- PROBLEM DESCRIPTION -
Which lines below hold the word "benchmarks"? Copy all of them.

Entries taken from a collection

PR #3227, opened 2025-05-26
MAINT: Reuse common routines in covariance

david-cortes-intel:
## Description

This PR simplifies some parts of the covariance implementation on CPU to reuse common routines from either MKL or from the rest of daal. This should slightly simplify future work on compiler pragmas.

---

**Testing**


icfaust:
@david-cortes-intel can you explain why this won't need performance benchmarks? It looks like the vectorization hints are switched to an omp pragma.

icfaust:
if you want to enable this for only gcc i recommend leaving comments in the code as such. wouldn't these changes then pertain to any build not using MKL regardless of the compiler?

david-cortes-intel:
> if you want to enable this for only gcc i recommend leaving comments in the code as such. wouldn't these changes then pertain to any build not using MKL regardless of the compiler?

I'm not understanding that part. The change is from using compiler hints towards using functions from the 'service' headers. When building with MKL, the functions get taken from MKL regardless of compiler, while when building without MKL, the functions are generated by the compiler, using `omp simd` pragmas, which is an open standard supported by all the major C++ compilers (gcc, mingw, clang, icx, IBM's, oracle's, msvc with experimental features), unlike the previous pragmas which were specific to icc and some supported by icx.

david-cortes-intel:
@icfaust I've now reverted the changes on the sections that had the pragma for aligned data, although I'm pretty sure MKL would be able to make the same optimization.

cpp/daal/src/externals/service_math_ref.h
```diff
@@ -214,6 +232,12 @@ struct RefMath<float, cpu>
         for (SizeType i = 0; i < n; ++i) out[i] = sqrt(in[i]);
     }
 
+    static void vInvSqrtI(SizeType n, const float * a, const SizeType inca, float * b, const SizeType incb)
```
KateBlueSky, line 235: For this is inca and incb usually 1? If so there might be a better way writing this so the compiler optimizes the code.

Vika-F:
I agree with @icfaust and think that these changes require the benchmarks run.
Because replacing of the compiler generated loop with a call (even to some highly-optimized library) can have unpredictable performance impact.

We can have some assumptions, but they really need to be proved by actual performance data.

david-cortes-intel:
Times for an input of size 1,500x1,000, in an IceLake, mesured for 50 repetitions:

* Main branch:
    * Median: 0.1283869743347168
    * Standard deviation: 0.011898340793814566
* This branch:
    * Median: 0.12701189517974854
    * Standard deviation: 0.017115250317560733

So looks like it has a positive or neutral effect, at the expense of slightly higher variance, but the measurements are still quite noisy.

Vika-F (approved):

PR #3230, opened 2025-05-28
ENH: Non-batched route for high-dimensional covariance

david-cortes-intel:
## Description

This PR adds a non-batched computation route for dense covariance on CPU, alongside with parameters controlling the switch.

- ANSWER BOX -
@david-cortes-intel can you explain why this won't need performance benchmarks? It looks like the vectorization hints are switched to an omp pragma.
I agree with @icfaust and think that these changes require the benchmarks run.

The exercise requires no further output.